PR #4046, opened 2026-03-06
overlay/core: write ignition issues to /run

jbtrystram:
Since util-linux 2.41[1] agetty will source issues from multiples places by default (` /etc`, `/run/` and  `/usr/lib`).

Systemd also worked around [2] this since v258 which has been in fedora 43 for a while now, so let's always write our issues to `/run`.

[1]
util-linux/util-linux@508fb0e
[2] systemd/systemd@864a5e9

Ref coreos/fedora-coreos-tracker#2108
See https://github.com/coreos/console-login-helper-messages/pull/130


jbtrystram:
So this will break on all the RHCOS versions we currently build because `util-linux` and `systemd` are both too old there. 
I'll add back the symlink under a rhel condition.

overlay.d/05core/usr/libexec/coreos-ignition-write-issues
```diff
@@ -66,6 +66,8 @@ else
...
 fi
 
-# Our makeshift way of getting /run/issue.d semantics. See:
-# https://github.com/coreos/console-login-helper-messages/blob/e06fc88ae8fbcc3a422bc8c686f70c15aebb9d9a/usr/lib/console-login-helper-messages/issue.defs#L8-L17
-ln -sf /run/issue.d/30_coreos_ignition_provisioning.issue /etc/issue.d/
+# Until we have `util-linux-2.41` in RHCOS, we need to have the issues in /etc
+source /etc/os-release
+if [ "${ID}" == "rhel" ]; then
+    ln -sf /run/issue.d/30_coreos_ignition_*.issue /etc/issue.d/
+fi
```
dustymabe: I wonder if this would be better served as a conditional include in the rhel-coreos-config. I'd add it (with a nice comment explanation) and make it conditional on el9/el10 so that when we move to el11 it won't be applied.

Leaving it here would work too, but I'd really like to make it stop applying when we move to 11 so that it's easy for us to spot and remove this in the future.

jbtrystram: Ah yes, that would be better indeed!

jbtrystram: Alright so I bolied it down to a simple drop-in: 
```
cat overlay.d/05core/usr/lib/systemd/system/coreos-ignition-write-issues.service.d/rhel-issue-compat-symlinks.conf
# Until RHEL 11 util-linux won't source  issue files from /run/issue.d/.
# Create symlinks from /etc pointing to /run/issue.d/ so agetty picks them up.
# This can be removed when we move to EL11
# See https://github.com/coreos/fedora-coreos-tracker/issues/2108
[Service]
ExecStartPost=/usr/bin/bash -c "mkdir -p /etc/issue.d && ln -sf /run/issue.d/30_coreos_ignition_*.issue /etc/issue.d/"
```

Now the question I have is how do we ship that in RHCOS. A separate overlay or a postprocess ?

dustymabe: There are so many different ways to do this. I've thought of 2 or 3 just sitting here.

I'm thinking maybe a postprocess that doesn't actually check el9/10/11 but rather checks the util-linux rpm version and then creates the symlink based on that. i.e. the symlink gets created at compose time (in a postprocess) rather than as part of the systemd service run - or maybe that won't work for some reason?

jbtrystram: > i.e. the symlink gets created at compose time (in a postprocess) rather than as part of the systemd service run - or maybe that won't work for some reason?

This would create a symlink for the whole `/etc/issue.d` directory to `/run`, removing the ability to create persistent issues. That would be a big regression.
What I am suggesting is to wait for `coreos-ignition-write-issues.service` to have run and symlink the individually created issues after.

jbtrystram: https://github.com/coreos/rhel-coreos-config/pull/215

dustymabe (approved):
LGTM

PR #4048, opened 2026-03-06
[next-devel] overrides: fast-tracks for next-devel

dustymabe:
- drop f43 overrides
- fast track any packages that would be downgraded when going from testing-devel to next-devel because of our beta freeze period for F44
- add in ignition/afterburn fast-tracks for https://github.com/coreos/fedora-coreos-config/pull/3885#issuecomment-4013155688


marmijo (approved):
LGTM

PR #4050, opened 2026-03-08
Revert "overrides: drop podman pin"

dustymabe:
This reverts commit 31a82c04fc64bc510308e9c0079bca059f9bdf07.

There's a report of some bugs so we'll re-add the pin for now.

https://github.com/coreos/fedora-coreos-tracker/issues/2110#issuecomment-4017324689


Luap99 (commented):
Thanks, LGTM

To do: Using the records above, copy every line that has the word "fast" in it.

Solution to this exercise:
[next-devel] overrides: fast-tracks for next-devel
- fast track any packages that would be downgraded when going from testing-devel to next-devel because of our beta freeze period for F44
- add in ignition/afterburn fast-tracks for https://github.com/coreos/fedora-coreos-config/pull/3885#issuecomment-4013155688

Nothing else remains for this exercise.